MATERIAL AND METHODS: TDSCs isolated from the Achilles tendons in SD rats were co-cultured with various concentrations of IL-6. Cell proliferation, cell cycle analysis, quantitative real-time PCR, western blotting analysis, and statistical analysis were used in the study.
RESULTS: The result showed that IL-6 strongly increased proliferation capability, and induced cell cycle activation and transition into G2/M phase from G1 phase in TDSCs. However, IL-6 treatment strongly inhibited gene expression of Scleraxis, Collagen 1, Tenomodulin, Collagen 3, Early Growth Response Protein 1, Decorin, Lumican, Biglycan and Fibromodulin in TDSCs.
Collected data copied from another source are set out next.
PR #1663, opened 2024-06-05
Remove useless fragments

axelboc:
I found an old stash from a past attempt at upgrading TypeScript from 5.0 to 5.2. Turns out I missed this refactoring opportunity when I looked at it again in #1636.

I had also taken some notes of interesting changes in 5.1 and 5.2 in case this is of interest:

### [Typescript 5.1](https://devblogs.microsoft.com/typescript/announcing-typescript-5-1/)

- [Easier Implicit Returns for undefined-Returning Functions](https://devblogs.microsoft.com/typescript/announcing-typescript-5-1/#easier-implicit-returns-for-undefined-returning-functions): a `return` statement is still required for all code paths, and it feels weird having `return;` at the end of a function; I much prefer the explicitness of `return undefined;`. Might help simplify other cases that I'm not seeing. 🤷‍♀️
- [Decoupled Type-Checking Between JSX Elements and JSX Tag Types](https://devblogs.microsoft.com/typescript/announcing-typescript-5-1/#decoupled-type-checking-between-jsx-elements-and-jsx-tag-types) - at last, no more wrapping stuff in unnecessary fragments, like `return <>{children}</>`! 🎉
- [Linked Cursors for JSX Tags](https://devblogs.microsoft.com/typescript/announcing-typescript-5-1/#linked-cursors-for-jsx-tags) 🎉
- [Avoiding Unnecessary Type Instantiation](https://devblogs.microsoft.com/typescript/announcing-typescript-5-1/#avoiding-unnecessary-type-instantiation) - FYI, type checking performance improvements, notably for MUI

### [TypeScript 5.2](https://devblogs.microsoft.com/typescript/announcing-typescript-5-2/)

- [Easier Method Usage for Unions of Arrays](https://devblogs.microsoft.com/typescript/announcing-typescript-5-2/#easier-method-usage-for-unions-of-arrays) - we can finally loop through arrays of type ~`number[] | TypedArray`~ `number[] | string[]` with  `filter`, `map`, etc. but now that I'm looking through the code, I can no longer recall a specific case where we had to work around this limitation... EDIT: we encountered this in `getBounds` with `NumArray`, a union of plain and typed arrays, which isn't covered here.
- [Copying Array Methods](https://devblogs.microsoft.com/typescript/announcing-typescript-5-2/#copying-array-methods) - immutable `arr.toReversed()`, `arr.toSorted()`, etc. are now supported by TS ... but they still need to be polyfilled for older browsers, so not worth using yet.
- [Comma Completions for Object Members](https://devblogs.microsoft.com/typescript/announcing-typescript-5-2/#comma-completions-for-object-members) - nice!
- [Inline Variable Refactoring](https://devblogs.microsoft.com/typescript/announcing-typescript-5-2/#comma-completions-for-object-members) - cool also

### DIFF
--- a/packages/lib/src/interactions/SelectionTool.tsx
+++ b/packages/lib/src/interactions/SelectionTool.tsx
@@ -45,6 +45,7 @@ interface Props extends CommonInteractionProps {
   ) => ReactNode;
 }
 
+// eslint-disable-next-line sonarjs/cognitive-complexity
 function SelectionTool(props: Props) {
   const {
     id = 'Selection',
@@ -213,7 +214,7 @@ function SelectionTool(props: Props) {
   }
 
   assertDefined(rawSelection);
-  return <>{children(selection, rawSelection, isValid)}</>;
+  return children(selection, rawSelection, isValid);
 }
 
 export type { Props as SelectionToolProps };
--- a/packages/lib/src/vis/rgb/utils.ts
+++ b/packages/lib/src/vis/rgb/utils.ts
@@ -26,7 +26,7 @@ export function toRgbSafeNdArray(
 
   if (ndArr.dtype === 'int8') {
     return ndarray(
-      Uint8Array.from([...ndArr.data].map((val) => val + 128)),
+      Uint8Array.from(ndArr.data.map((val) => val + 128)),
       ndArr.shape,
     );
   }
--- a/apps/storybook/src/Annotation.stories.tsx
+++ b/apps/storybook/src/Annotation.stories.tsx
@@ -162,6 +162,5 @@ function PointerTracker(props: {
     setCoords([x, y]);
   });
 
-  // eslint-disable-next-line react/jsx-no-useless-fragment
-  return <>{coords ? children(...coords) : null}</>;
+  return coords ? children(...coords) : null;
 }
--- a/apps/storybook/src/SelectionTool.stories.tsx
+++ b/apps/storybook/src/SelectionTool.stories.tsx
@@ -89,7 +89,7 @@ export const ModifierKey = {
 export const Validation = {
   ...Rectangle,
   args: {
-    validate: ({ html }) => Box.fromPoints(...html).hasMinSize(100),
+    validate: ({ html }) => Box.fromPoints(...(html as Rect)).hasMinSize(100),
   },
 } satisfies Story;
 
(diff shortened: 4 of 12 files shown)


packages/lib/src/interactions/SelectionTool.tsx
```diff
@@ -45,6 +45,7 @@ interface Props extends CommonInteractionProps {
   ) => ReactNode;
 }
 
+// eslint-disable-next-line sonarjs/cognitive-complexity
```
axelboc, line 48: 🤷 😂

packages/lib/src/vis/rgb/utils.ts
```diff
@@ -26,7 +26,7 @@ export function toRgbSafeNdArray(
 
   if (ndArr.dtype === 'int8') {
     return ndarray(
-      Uint8Array.from([...ndArr.data].map((val) => val + 128)),
+      Uint8Array.from(ndArr.data.map((val) => val + 128)),
```
axelboc, line 29: Unrelated: no need to copy the array since the `map` doesn't mutate the source array.

loichuder: :fishing_pole_and_fish:

loichuder (approved):

loichuder:
> ### [TypeScript 5.2](https://devblogs.microsoft.com/typescript/announcing-typescript-5-2/)
> 
>     * [Easier Method Usage for Unions of Arrays](https://devblogs.microsoft.com/typescript/announcing-typescript-5-2/#easier-method-usage-for-unions-of-arrays) - we can finally loop through arrays of type `number[] | TypedArray` with
>       `filter`, `map`, etc. but now that I'm looking through the code, I can no longer recall a specific case where we had to work around this limitation... 🤷‍♀️
> 

IIRC, it was for the bounds computation: https://github.com/silx-kit/h5web/blob/86848a7fe2fd9e11563276c3ddc41eae764711e6/packages/shared/src/vis-utils.ts#L128

axelboc:
> IIRC, it was for the bounds computation: 

Ooh nice! :fishing_pole_and_fish:

axelboc:
Arf no luck, seems to work only with unions of plain arrays, like `number[] | string[]`, not with unions of typed and plain arrays like in the case of the `NumArray` type in `getBounds`. :cry:

PR #1664, opened 2024-06-07
Refactor h5wasm providers to use same worker-based API

axelboc:
:warning: **Breaking change:** I've renamed `H5WasmProvider` to **`H5WasmBufferProvider`** for clarity.

The two h5wasm providers now both use the same worker-based API. In fact, they even use the same `H5WasmApi` class. Where it differs is in the two providers themselves: `H5WasmBufferProvider` calls a new method in the worker API called `remote.openFileBuffer(buffer)`, and `H5WasmLocalFileProvider` calls `remote.openLocalFile(file)` (previously named `openFile`). Both of these methods return the file's identifier provided by the HDF5 library, which is then passed to the `H5WasmApi` constructor. That's it!

The rest of the diff is basically about replacing `h5wasm-api.ts` with the content of `h5wasm-local-file-api.ts`, removing the `local` folder, and removing a whole bunch of obsolete utilities.

One significant benefit of this refactoring (in addition to removing a lot of code) is that consumers who use the two providers no longer end up with h5wasm twice in their bundle. For instance, the demo's bundle was basically cut in half, from 10 MB back down to 5 MB.

Additionally, I was so far testing only `H5WasmApi` (the one with the buffer) and not `H5WasmLocalFileApi` (because of the web worker). Since we now have a single `H5WasmApi`, I had no choice but to get the tests to work with it. This was challenging because Vitest runs in a Node environment, which doesn't support Web Workers. There's a package called `@vitest/worker` that simulates workers in Node, but it is not compatible with Comlink... In the end, the very simple solution I found is to import and use the worker API object directly (no Web Worker, no Comlink).


packages/h5wasm/src/H5WasmBufferProvider.tsx
```diff
@@ -13,13 +14,22 @@ interface Props {
...
 
   const prevApiRef = useRef<H5WasmApi>();
 
   const api = useMemo(() => {
-    const newApi = new H5WasmApi(filename, buffer, getExportURL, getPlugin);
+    const remote = getH5WasmRemote();
+    const fileId = remote.openFileBuffer(buffer);
+
+    const newApi = new H5WasmApi(
+      remote,
```
axelboc, line 27: Technically, since `remote` is a singleton, I could call `getH5WasmRemote` again inside `H5WasmApi`. However, this signature allows me to pass the worker API object directly when testing (and not call `getH5WasmRemote` at all).

loichuder (approved):
:100:

PR #998, opened 2016-02-16
Adds a variable to check for grenade loading, makes frags unloadable.

Datraen:
As the title reads, grenades now have a variable to check if they're loadable or not, and gives an error message when you're trying to load them into a grenade launcher.

This was requested by staff.


code/game/objects/items/weapons/grenades/explosive.dm
```diff
@@ -40,6 +40,7 @@
 
 	//The radius of the circle used to launch projectiles. Lower values mean less projectiles are used but if set too low gaps may appear in the spread pattern
 	var/spread_range = 7
+	loadable = null
```
Kelenius: ``null``? Why not ``0``?

EmperorJon:
Honestly, I'd prefer 0 myself rather than null, but I've hit the merge button. Dang.

PR #1000, opened 2016-02-16
Minor - Mouse players can now "rest" properly

RusskiSam:


Zuhayr:
Doesn't the root verb handle setting resting and printing out a message? Could you just call ..() and then update sprite?

PR #1001, opened 2016-02-17
Adds player panel, ckey info to Check Antagonists panel.

Datraen:
Administration stuff, but the panel after the PR:
 

Player Panel is directly linked, and the ckeys are visible at for any antagonist.

### DIFF
--- a/code/game/antagonist/antagonist_panel.dm
+++ b/code/game/antagonist/antagonist_panel.dm
@@ -27,13 +27,13 @@
 		var/mob/M = player.current
 		dat += "<tr>"
 		if(M)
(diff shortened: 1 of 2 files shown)


code/game/antagonist/antagonist_panel.dm
```diff
@@ -27,13 +27,13 @@
 		var/mob/M = player.current
 		dat += "<tr>"
 		if(M)
-			dat += "<td><a href='?src=\ref[src];adminplayeropts=\ref[M]'>[M.real_name]</a>"
+			dat += "<td><a href='?src=\ref[src];adminplayeropts=\ref[M]'>[M.real_name]/([player.key])</a>"
```
PsiOmegaDelta: I noted on Bay that this line was intended to give access to the player panel, the issue is that the href section is incorrect.

PR #1002, opened 2016-02-17
[DNM] [WIP] Xenobio rework

Datraen:
Adding a PR for tracking purposes.
This is incomplete, do not merge.


code/modules/mob/living/xenomorphic/life.dm
```diff
@@ -0,0 +1,94 @@
+
+/mob/living/xenomorphic/Life()
```
PsiOmegaDelta: If you're making a new mob/living subtype, without all the legacy of carbons, I strongly suggest that you override the procs called in /mob/living/life.dm instead of creating a monolithic Life() monster.

Kelenius:
Looking over it, seems that you might want to make them ``simple_animal`` subtype.

Datraen:
I considered just making them a simple mob subtype, but creating a new mob type is only a little more work.

Kelenius:
The point is that you won't need to copypaste things, and that any changes in the future won't need to be done twice. Still, your call - if you think they're too different, go for it.

Datraen:
I was considering taking most of simple_mob's life, copying wholesale and tweaking it. Something I'll decide soon, when my tests slow down.

PR #1021, opened 2016-02-20
Fixing the 'Succumb' verb for all species across the board

### LINKED ISSUE #1013: Succumb verb does not kill Teshari
What I did: Playing Teshari, floating through space with no suit, used succumb at critical and did not die for another ten minutes or so.

Guessing it has to do with the fact that I wasn't actually at 'normal' critical levels that a human mob would experience.

Telvayne:
This will need review, but may repair the succumb feature for all races, regardless of health levels.  I'm still learning this, and my syntax may be wrong.

Currently, succumb works off of the default health of 100.  This will adjust it to call the maxHealth variable of the mob and allow/deny succumb accordingly.  I think this is right(?)

This should fix #1013

### DIFF
--- a/code/modules/mob/living/living.dm
+++ b/code/modules/mob/living/living.dm
@@ -149,9 +149,9 @@ default behaviour is:
 
 /mob/living/verb/succumb()
 	set hidden = 1
-	if ((src.health < 0 && src.health > -95.0))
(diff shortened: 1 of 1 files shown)


Zuhayr:
:+1:

PR #1027, opened 2016-02-20
Changes types of ghosts and eyes

Kelenius:
``/mob/dead/observer`` -> ``/mob/observer/dead``
``/mob/eye`` -> ``/mob/observer/eye``

Reason being that they are similar in that they both don't interact with the world in any way. Some procs were shared, some checks as well, and it overall makes more sense this way. Plus, there were no ``/mob/dead`` mobs.

### DIFF
--- a/code/modules/admin/verbs/debug.dm
+++ b/code/modules/admin/verbs/debug.dm
@@ -85,7 +85,7 @@
 	var/mob/choice = input("Choose a player to play the pAI", "Spawn pAI") in available
 	if(!choice)
 		return 0
-	if(!istype(choice, /mob/dead/observer))
+	if(!istype(choice, /mob/observer/dead))
 		var/confirm = input("[choice.key] isn't ghosting right now. Are you sure you want to yank them out of them out of their body and place them in this pAI?", "Spawn pAI Confirmation", "No") in list("Yes", "No")
 		if(confirm != "Yes")
 			return 0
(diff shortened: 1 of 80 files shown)


code/modules/admin/verbs/debug.dm
```diff
@@ -231,7 +231,7 @@
 	set name = "Del-All"
 
 	// to prevent REALLY stupid deletions
-	var/blocked = list(/obj, /mob, /mob/living, /mob/living/carbon, /mob/living/carbon/human, /mob/dead, /mob/dead/observer, /mob/living/silicon, /mob/living/silicon/robot, /mob/living/silicon/ai)
+	var/blocked = list(/obj, /mob, /mob/living, /mob/living/carbon, /mob/living/carbon/human, /mob/observer/dead, /mob/observer/dead, /mob/living/silicon, /mob/living/silicon/robot, /mob/living/silicon/ai)
```
comma: /mob/observer/dead twice

Zuhayr:
There's nothing particularly wrong with this but it does seem pretty pointless.

Kelenius:
I can imagine a lot of scenarios where you'd want to specifically avoid observers. Basically in any situation involving 'how do they interact with the world'. Teshari loneliness, for example, or give verb. Right now it doesn't give a lot of advantages, but can potentially save a lot of headache in the future. Clean code structure is important.

EmperorJon:
I think we need to decide if we're going to take this or not. I'm with Zuh here in that it looks like it's fine, and I can understand why it could under certain circumstances be useful, but I'm going to suggest @Neerti makes the call here.

Kelenius:
@Neerti

Kelenius:
Anyone?

Datraen:
I'm a little more in favor of Baystation12#12358 as opposed to this PR, as it still defines the mobs a level higher than /mob.

PsiOmegaDelta:
If the OP is anything to go by and a quick glance at the diff there is no real difference of mob definition depth between this PR and Bay's.

The main difference, besides the cleanup, is that were this PR has changed it from
```/mob/dead/observer``` -> ```/mob/observer/dead```
Bay instead went for
```/mob/dead/observer``` -> ```/mob/observer/ghost```

Datraen:
If I stop reading things quickly I'll notice that I'm no longer misreading. Looks okay, just need to take the time to read it over.

People were asking me about some class-related topics at school.

Ccomp5950:
You spent all that time fixing istype checks, but didn't change them to use the macros ( https://github.com/PolarisSS13/Polaris/pull/1027/files#diff-eb6c2c761051bf4fb9ae2aa4c36e6620R26 )

Jesus.

Issue #704, opened 2015-12-31
Welding Eye Trauma Inconsistency


Nalarac:
Fixing superficial dents on a prosthetic with a welder will yield no eye trauma. Robo-surgery with a welder does yield eye trauma, so this became apparent to me.

Zuhayr:
Misread reffed PR.

Nalarac:
Tested on: master - 2017-12-08 11757132352255fa88f0d06597edcb4efa816fa7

It also strongly inhibited protein expression of tendon cell markers like scleraxis, collagen 1, collagen 3, and tenomodulin. IL-6 treatment strongly activated the JAK/Stat3 signaling pathway in TDSCs. Furthermore, WP1066, a JAK/Stat3 signaling pathway inhibitor, abrogated the effects of IL-6 on TDSCs.
CONCLUSIONS: These findings indicated that IL-6 might exert dual effects on TDSCs in vitro: strongly enhancing their proliferation but inhibiting their tenogenic differentiation via the JAK/Stat3 pathway.